__Your assignment__
The lines from the top of the data down to the line with "Datadog.setup(null);" should be repeated exactly, both ends included.

__Data provided__
=== Begin Enclosure ===

PR #3819, opened 2026-06-03
[build-tools] Route Datadog metrics and logs by build vs job-run target

hSATAC:
# Why

The `Datadog` singleton in `build-tools` can only emit to the turtle-build proxy endpoints (`turtle-builds/{buildId}/metrics`, `turtle-builds/logs`). When running a turtle-job-run (Maestro tests, deploys, generic jobs), metrics would be silently lost (posted against a nonexistent turtle-build) and logs would be mislabeled with a `build_id` tag carrying a jobRunId. ENG-21520.

Server-side counterpart (new `turtle-job-runs/*` proxy endpoints): expo/universe#27858.

# How

- `Datadog.setup()` now takes a `target` discriminated union keyed off the execution entity: `{ kind: 'build', turtleBuildId }` | `{ kind: 'jobRun', turtleJobRunId }`.
- `distribution()`/`log()` keep their public signatures and select the endpoint (and the log body id field) from `target.kind`. Sentry failure labels are target-aware; the build-path messages stay byte-identical to preserve existing grouping.
- The worker computes the target at `setup()` from `job.platform` (set only for build jobs); for a jobRun, `this.buildId` is the turtle-job-run id.
- Adjacent cleanup: `flushAsync()` rotates `pendingUploads` so each flush only awaits its own batch.

No new emit call sites: the jobRun metrics path stays dormant until a consumer lands (ENG-21441). The logs path takes effect immediately — a jobRun running `restore_build_cache` now logs with a correct `job_run_id` tag instead of a mislabeled `build_id`.

# Test Plan

- `packages/build-tools` `datadog.test.ts` (13 tests): build/jobRun routing for metrics and logs, target-aware Sentry labels, null-setup no-op, flush rotation.
- `packages/worker` `service.test.ts`: target computation for build vs jobRun jobs, and the missing-token no-op.
- `yarn typecheck` / `yarn lint` / `yarn fmt:check` clean.

### DIFF
--- a/packages/build-tools/src/__tests__/datadog.test.ts
+++ b/packages/build-tools/src/__tests__/datadog.test.ts
@@ -22,13 +22,13 @@ describe('Datadog singleton', () => {
     Datadog.setup(null);
   });
 
-  it('POSTs distribution metrics to the turtle build metrics endpoint', () => {
+  it('POSTs distribution metrics to the turtle build metrics endpoint for build targets', () => {
     turtleFetchMock.mockResolvedValueOnce({} as Response);
 
     Datadog.setup({
       expoApiV2BaseUrl: 'https://api.expo.test/v2/',
-      turtleBuildId: 'build-id',
       robotAccessToken: 'token-abc',
+      target: { kind: 'build', turtleBuildId: 'build-id' },
     });
 
     Datadog.distribution('eas.build.phase_duration', 1234, {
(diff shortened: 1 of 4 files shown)


AbbanMustafa (approved):
Thanks for catching this. I wish we had a single entity and didn't need to set these checks and separate routes. Maybe this can all be cleaned up soon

=== End Enclosure ===

__Response__
PR #3819, opened 2026-06-03
[build-tools] Route Datadog metrics and logs by build vs job-run target

hSATAC:
# Why

The `Datadog` singleton in `build-tools` can only emit to the turtle-build proxy endpoints (`turtle-builds/{buildId}/metrics`, `turtle-builds/logs`). When running a turtle-job-run (Maestro tests, deploys, generic jobs), metrics would be silently lost (posted against a nonexistent turtle-build) and logs would be mislabeled with a `build_id` tag carrying a jobRunId. ENG-21520.

Server-side counterpart (new `turtle-job-runs/*` proxy endpoints): expo/universe#27858.

# How

- `Datadog.setup()` now takes a `target` discriminated union keyed off the execution entity: `{ kind: 'build', turtleBuildId }` | `{ kind: 'jobRun', turtleJobRunId }`.
- `distribution()`/`log()` keep their public signatures and select the endpoint (and the log body id field) from `target.kind`. Sentry failure labels are target-aware; the build-path messages stay byte-identical to preserve existing grouping.
- The worker computes the target at `setup()` from `job.platform` (set only for build jobs); for a jobRun, `this.buildId` is the turtle-job-run id.
- Adjacent cleanup: `flushAsync()` rotates `pendingUploads` so each flush only awaits its own batch.

No new emit call sites: the jobRun metrics path stays dormant until a consumer lands (ENG-21441). The logs path takes effect immediately — a jobRun running `restore_build_cache` now logs with a correct `job_run_id` tag instead of a mislabeled `build_id`.

# Test Plan

- `packages/build-tools` `datadog.test.ts` (13 tests): build/jobRun routing for metrics and logs, target-aware Sentry labels, null-setup no-op, flush rotation.
- `packages/worker` `service.test.ts`: target computation for build vs jobRun jobs, and the missing-token no-op.
- `yarn typecheck` / `yarn lint` / `yarn fmt:check` clean.

### DIFF
--- a/packages/build-tools/src/__tests__/datadog.test.ts
+++ b/packages/build-tools/src/__tests__/datadog.test.ts
@@ -22,13 +22,13 @@ describe('Datadog singleton', () => {
     Datadog.setup(null);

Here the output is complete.